===== Exercise inputs

PR #46, opened 2018-01-30
Addresses valgrind and coverity issues

elliemdaw:
- Addresses memory leaks from libacvp
- Fixes static analysis errors
- Fixes build warnings

### DIFF
--- a/src/acvp_des.c
+++ b/src/acvp_des.c
@@ -385,7 +385,7 @@ static ACVP_RESULT acvp_des_mct_tc(ACVP_CTX *ctx, ACVP_CAPS_LIST *cap,
     }
 
 
-    for (i = 0; i < 400; ++i) {
+    for (i = 0; i < ACVP_DES_MCT_OUTER; ++i) {
 
         /*
          * Create a new test case in the response
@@ -403,7 +403,7 @@ static ACVP_RESULT acvp_des_mct_tc(ACVP_CTX *ctx, ACVP_CAPS_LIST *cap,
             return rv;
         }
 
-        for (j = 0; j < 10000; ++j) {
+        for (j = 0; j < ACVP_DES_MCT_INNER; ++j) {
 
             if (j == 0) {
                 memcpy(old_iv, stc->iv, stc->iv_len);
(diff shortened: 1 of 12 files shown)


src/acvp_des.c
```diff
@@ -630,6 +654,10 @@ ACVP_RESULT acvp_des_kat_handler(ACVP_CTX *ctx, JSON_Object *obj)
             key3 = (unsigned char *)json_object_get_string(testobj, "key3");
 
             /* TODO: remove this its there to work with our server */
+            if (key) {
```
bfussell: nit: shouldn't have to check for NULL before calling free

src/acvp_des.c
```diff
@@ -647,7 +675,13 @@ ACVP_RESULT acvp_des_kat_handler(ACVP_CTX *ctx, JSON_Object *obj)
             if (dir == ACVP_DIR_ENCRYPT) {
                 pt = (unsigned char *)json_object_get_string(testobj, "pt");
                 iv = (unsigned char *)json_object_get_string(testobj, "iv");
-                if (!pt) return (ACVP_MALFORMED_JSON);
+                if (!pt) {
+                    if (key) {
```
bfussell: same here

src/acvp_hash.c
```diff
@@ -105,6 +105,8 @@ static ACVP_RESULT acvp_hash_mct_tc(ACVP_CTX *ctx, ACVP_CAPS_LIST *cap,
     ACVP_RESULT rv;
     JSON_Value          *r_tval = NULL; /* Response testval */
     JSON_Object         *r_tobj = NULL; /* Response testobj */
+    int num_mct_outer = 100;
+    int num_mct_inner = 1000;
```
bfussell: should we create a #define for these ? ACVP_HASH_MCT_INNER, OUTER ?

elliemdaw:
@bfussell yes, spacing is yet to come. The one spot where some got cleaned up is because I couldn't figure out the memory allocation / free logic with how it was displaying in the editor, so I went ahead and cleaned that up :)

PR #47, opened 2018-01-31
Adds doxygen comments for remaining API methods

elliemdaw:
Adds doxygen documentation for remaining public API methods

### DIFF
--- a/src/acvp.h
+++ b/src/acvp.h
@@ -1014,21 +1014,21 @@ ACVP_RESULT acvp_enable_drbg_cap_parm(
                              );
 
 /*! @brief acvp_enable_drbg_prereq_cap() allows an application to specify
- *      a prerequisite algorithm for a given DRBG during a test session
- *      with the ACVP server.
- *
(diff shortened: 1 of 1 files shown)


src/acvp.h
```diff
@@ -1032,13 +1163,53 @@ ACVP_RESULT acvp_enable_rsa_cap_parm(
...
+    @return ACVP_RESULT
+ */
 ACVP_RESULT acvp_enable_rsa_bignum_parm (ACVP_CTX *ctx,
                              ACVP_CIPHER cipher,
                              ACVP_RSA_MODE mode,
                              ACVP_RSA_PARM param,
                              BIGNUM *value
                            );
 
+/*! @brief acvp_enable_rsa_primes_parm() allows an application to specify
```
bfussell: Do the function headers with leading '*' turn out the same as those without.
Probably want to be consistent if it impacts the end document.

elliemdaw: Removed the extras :)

==========

◆ Exercise details ◆
When a line of the material holds "free", count it once, and then give the final number alone.

◆ Solution below ◆
2